What you have to do –
Below are the records. Count the lines containing the string "readNullable", and reply with the number alone.

Dataset excerpts –
PR #1689, opened 2018-01-19
Make sure to delete RelayIds when deleting nodes

do4gr:
- fixes it for nested deletes and deleteMany
- also cleans up DatabaseMutationbuilder
- also removes the remains of FieldMirrorColumns from the code


server/api/src/main/scala/com/prisma/api/database/DatabaseApiTestDatabaseMutationBuilder.scala
```diff
@@ -0,0 +1,123 @@
+package com.prisma.api.database
+
+import com.prisma.shared.models.TypeIdentifier.TypeIdentifier
+import com.prisma.shared.models.{Model, TypeIdentifier}
+import slick.dbio.DBIOAction
+import slick.jdbc.MySQLProfile.api._
+
+object DatabaseApiTestDatabaseMutationBuilder {
```
mavilein: If this is indeed just used in tests, it should reside in `src/test/scala`

server/api/src/main/scala/com/prisma/api/database/mutactions/mutactions/DeleteDataItemNested.scala
```diff
@@ -0,0 +1,26 @@
...
+import com.prisma.api.mutations.NodeSelector
+import com.prisma.api.schema.APIErrors
+import com.prisma.shared.models.Project
+import slick.jdbc.MySQLProfile.api._
+
+import scala.concurrent.ExecutionContext.Implicits.global
+import scala.concurrent.Future
+import scala.util.{Failure, Success, Try}
+
+case class DeleteDataItemNested(project: Project, where: NodeSelector) extends ClientSqlDataChangeMutaction {
```
mavilein: Could we directly substitute the uses of `DeleteDataItem` with this one? This one looks better to me.

server/api/src/main/scala/com/prisma/api/database/DatabaseApiTestDatabaseMutationBuilder.scala
do4gr: moved it

server/api/src/main/scala/com/prisma/api/database/mutactions/mutactions/DeleteDataItemNested.scala
do4gr: We can probably do that at a later point when we do not discern between top-level and nested mutactions that heavily anymore. At the moment that change would require a lot of extra refactoring.

PR #1694, opened 2018-01-19
Update links to graphql-yoga examples

ericapisani:
I found a few links that were out of date and updated them to go to the new locations.


nikolasburk:
Thanks so much for catching & fixing these @ericapisani!! 🎉

PR #1792, opened 2018-01-31
Remove required from author property

idkjs:
Since the author property is required, the subsequent import fails since the test data createPost doesnt have an author property on it. Works if you take off required !


johannpinson:
Not sure that deleting the "required" flag is the best option.
The ideal way is to fix the import function/command directly, check https://github.com/graphcool/prisma/issues/1767 😉

PR #1811, opened 2018-02-02
docs: fix wrong query argument

akoenig:
This is just a documentation fix. The headline says `Retrieve a single node by its email`, but the example passes an `id` as the argument.


nikolasburk:
Thanks a lot @akoenig 🙌

PR #1812, opened 2018-02-02
fix mysql password typo

jamesmbowler:
I wasn't able to log into my local docker container msyql until I searched the code and found the correct password.


marktani:
Thanks!

PR #1830, opened 2018-02-06
Fix typos

ciwchris:


nikolasburk:
Thanks so much for catch all of these @ciwchris 🔥🔥🔥🔥

PR #1832, opened 2018-02-06
Backwards compatible formatter for relations

do4gr:


server/deploy/src/main/scala/com/prisma/deploy/migration/inference/SchemaInferrer.scala
```diff
@@ -161,20 +177,58 @@ case class SchemaInferrerImpl(
...
+            case Some(otherDirective) => directive.argument_!("name").value.renderCompact == otherDirective.argument_!("name").value.renderCompact
+            case None                 => false
+        })
+      case None => otherFieldsOnModelBRelatedToModelA.headOption
+    }
+    field
+  }
+
+  private def getOnDeleteFromField(field: FieldDefinition): OnDelete.Value = {
+    field.directive("relation") match {
```
mavilein: you can remove the double nested matches if chain via flatMap:
```
field.directive("relation").flatMap(_.argument("onDelete"") match ...
```
But i think you could just use our existing `directiveArgumentAsString` [method](https://github.com/graphcool/prisma/blob/7b3da2706b9c80a4f17bfa2e571c11618d58f735/server/deploy/src/main/scala/com/prisma/deploy/migration/DataSchemaAstExtensions.scala#L114).

server/shared-models/src/main/scala/com/prisma/shared/models/ProjectJsonFormatter.scala
```diff
@@ -163,7 +165,38 @@ object ProjectJsonFormatter {
     private def addDiscriminator(json: JsObject, fn: Function) = json ++ Json.obj(discriminatorField -> fn.typeCode.toString)
   }
 
-  implicit lazy val relation                  = Json.format[Relation]
+  implicit val relationWrites: Writes[Relation] = (
```
mavilein: I think we should remove the implicit keyword for the Writes and Reads. It is enough that the Format is marked implicit.

server/shared-models/src/main/scala/com/prisma/shared/models/ProjectJsonFormatter.scala
```diff
@@ -163,7 +165,38 @@ object ProjectJsonFormatter {
...
+      (JsPath \ "name").read[String] and
+        (JsPath \ "description").readNullable[String] and
+        (JsPath \ "modelAId").read[String] and
+        (JsPath \ "modelBId").read[String] and
+        (JsPath \ "modelAOnDelete").readNullable[OnDelete.Value] and
+        (JsPath \ "modelBOnDelete").readNullable[OnDelete.Value]
+    )
+
+    x.apply { (name, description, modelAId, modelBId, modelAOnDelete, modelBOnDelete) =>
+      Relation(
```
mavilein: While reading the code i realised that we do not need to this explicit invocation of the constructor.
Above we can just do:
```
(JsPath \ "modelAOnDelete").readNullable[OnDelete.Value].map(_.getOrElse(OnDelete.SetNull)) and 
...
```
Therefore we can use the shorter magic syntax again like in:
```
implicit val placeReads: Reads[Place] = (
  (JsPath \ "name").read[String] and
  (JsPath \ "location").read[Location] and
  (JsPath \ "residents").read[Seq[Resident]]
)(Place.apply _)
```

server/deploy/src/main/scala/com/prisma/deploy/migration/inference/SchemaInferrer.scala
do4gr: Done.

server/shared-models/src/main/scala/com/prisma/shared/models/ProjectJsonFormatter.scala
do4gr: Done

server/shared-models/src/main/scala/com/prisma/shared/models/ProjectJsonFormatter.scala
do4gr: Done

PR #1876, opened 2018-02-12
Fixed error in readme (missing array for nested inserts)

ntziolis:


nikolasburk:
Thanks a lot @ntziolis 🎉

Solved exercise –
4